— Available records —
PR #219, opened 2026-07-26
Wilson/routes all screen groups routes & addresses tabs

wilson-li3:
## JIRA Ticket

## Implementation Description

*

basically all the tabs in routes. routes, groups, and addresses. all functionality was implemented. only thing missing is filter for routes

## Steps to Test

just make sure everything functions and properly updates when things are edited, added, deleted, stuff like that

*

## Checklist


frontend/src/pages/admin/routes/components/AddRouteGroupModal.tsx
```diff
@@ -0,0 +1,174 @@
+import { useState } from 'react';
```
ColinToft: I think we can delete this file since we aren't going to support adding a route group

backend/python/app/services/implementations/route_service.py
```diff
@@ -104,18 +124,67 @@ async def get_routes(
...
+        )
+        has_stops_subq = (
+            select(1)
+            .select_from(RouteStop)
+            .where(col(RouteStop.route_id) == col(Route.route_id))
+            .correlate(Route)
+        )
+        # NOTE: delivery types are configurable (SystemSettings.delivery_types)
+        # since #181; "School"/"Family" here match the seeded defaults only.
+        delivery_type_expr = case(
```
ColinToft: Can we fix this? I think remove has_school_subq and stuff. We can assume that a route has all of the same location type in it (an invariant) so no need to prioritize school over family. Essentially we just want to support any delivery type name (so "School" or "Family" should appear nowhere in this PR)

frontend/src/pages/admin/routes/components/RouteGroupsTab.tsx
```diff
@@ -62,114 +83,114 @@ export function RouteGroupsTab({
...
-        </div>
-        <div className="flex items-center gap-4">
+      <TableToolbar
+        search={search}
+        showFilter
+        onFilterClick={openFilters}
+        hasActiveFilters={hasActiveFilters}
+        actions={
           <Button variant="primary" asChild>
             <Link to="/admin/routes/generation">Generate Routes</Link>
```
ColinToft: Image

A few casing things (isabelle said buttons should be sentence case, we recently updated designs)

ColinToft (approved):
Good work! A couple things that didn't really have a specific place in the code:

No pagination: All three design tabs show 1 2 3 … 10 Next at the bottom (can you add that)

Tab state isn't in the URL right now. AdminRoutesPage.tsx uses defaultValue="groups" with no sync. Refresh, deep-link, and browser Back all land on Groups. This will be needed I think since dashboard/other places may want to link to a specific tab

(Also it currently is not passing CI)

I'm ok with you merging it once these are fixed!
==
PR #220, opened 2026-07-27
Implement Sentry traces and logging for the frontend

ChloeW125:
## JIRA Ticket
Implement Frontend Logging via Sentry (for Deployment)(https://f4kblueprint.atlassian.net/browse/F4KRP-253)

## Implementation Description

— Task description —
Using the data above, print exactly the lines from the line that contains "A few casing" through the line that contains "No pagination: All", with both included.

— Solution for this exercise —
A few casing things (isabelle said buttons should be sentence case, we recently updated designs)

ColinToft (approved):
Good work! A couple things that didn't really have a specific place in the code:

No pagination: All three design tabs show 1 2 3 … 10 Next at the bottom (can you add that)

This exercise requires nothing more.